MANAGEMENT ACCOUNTING
• It is the presentation of accounting
information in such a way as to assist
management in the creation of policy and
in day to day operation of an organisation.
• According to CIMA, London, Management Accounting is
“an integral part of management concerned with
identifying, presenting and interpreting information used
for
(a) formulating strategy;
(b) planning and controlling activities;
(c) Decision taking;
(d) optimising the use of resources;
(e) disclosure to shareholders and other external parties;
(f) disclosure to employees;
(g) safeguarding assets.
Objectives of Management
Accounting
• Formulation of plans to meet objectives (strategic
planning)
• Formulation of short term operation plans (budgeting)
• Acquisition and use of finance (financial management)
• Recording of transactions (financial and cost accounting)

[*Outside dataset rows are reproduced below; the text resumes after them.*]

PR #833, opened 2022-08-29
Avoid unnecessary copy in FlattenedStorage._from_hdf

pmrv:
Using `np.asarray` and `np.fromiter` instead of `np.array` avoids double allocation of arrays and can save up to a factor 4 in run time for very large storages (>100k chunks). 

NB: It seems that the utf decoding is the next speed limiting factor.  The decoding step is currently needed because we use `dtype('U')` numpy arrays, which are wide unicode characters, whereas HDF5 natively only handles UTF-8 encoded strings.  So a possible optimization is to use `dtype('O')` arrays with python strings inside and put those into HDF5 directly.  Some testing would be required however to make sure this works with `h5io`.

### DIFF
--- a/pyiron_base/storage/flattenedstorage.py
+++ b/pyiron_base/storage/flattenedstorage.py
@@ -910,12 +910,12 @@ class FlattenedStorage(HasHDF):
 
     def _from_hdf(self, hdf, version=None):
         def read_array(name, hdf):
-            a = np.array(hdf[name])
+            a = np.asarray(hdf[name])
             if a.dtype.char == "S":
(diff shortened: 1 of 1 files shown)


niklassiemer:
I am recalling an issue I had when updating to the correct data structures with our hdfio error: 
https://github.com/pyiron/pyiron_base/blob/2031f57d0a25ba261265b8207f230ee9401b40aa/tests/generic/test_fileHDFio.py#L195-L203

pmrv:
At least the `h5py` [docs](https://docs.h5py.org/en/stable/strings.html) mention that you can write utf8 strings into it.  Probably there's complications with the `h5io` wrapper though.

PR #836, opened 2022-09-01
remove unnecessary conda env update from workflow

niklassiemer:


jan-janssen (approved):
Looks good to me - This might be a general CI bug which also appears in other repositories.

PR #852, opened 2022-10-11
Fix ridiculous typo

pmrv:
When loading a path from HDF and trying to load any datacontainers, instead using the split path it repeatedly tried the same full path.


pmrv:
This fixes [this issue](https://github.com/pyiron/pyiron_atomistics/issues/798) in atomistics.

• Communication of financial and operating information
• Corrective action to bring plans and results into line
(financial control)
• Reviewing and reporting on systems and operations
(internal audit and management audit)
Nature of Management Accounting
• It is a decision making system
• It is futuristic
• It is a technique of selective nature
• It analyses different variables
• It does not set particular formats for
information
Financial Accounting v/s
Management Accounting
• Financial Accounting aims at providing
information to owners and outsiders while
Management Accounting renders information for
the guidance of the management.
• Financial Accounts are maintained as per legal
requirements while accounts related to
Management Accounting are kept voluntarily.
• Financial Accounting emphasises the
measurement of profitability while Management
Accounting aims at ascertainment of costs.
• Financial Accounts disclose the net profit and
loss of the business as a whole whereas
Management Accounts disclose profit or loss of
each product, job or service.
• Financial Accounts deal with actual facts and
data but Management Accounts deal partly with
facts and data and partly with estimates.
• Financial Accounts stresses the ascertainment
of profits while Management Accounts stresses
on planning and control.
• Financial Accounts are concerned with external
transactions while Management Accounts are
concerned with internal transactions which may
not be on the basis of receipt / payment.
• Financial Accounts do not provide information
on the relative efficiencies of the organisation
while Management Accounts provide such
information.
• In Financial Accounts, stock is valued at Cost or
Market price, whichever is lower while in
Management Accounts, stock is valued at Cost.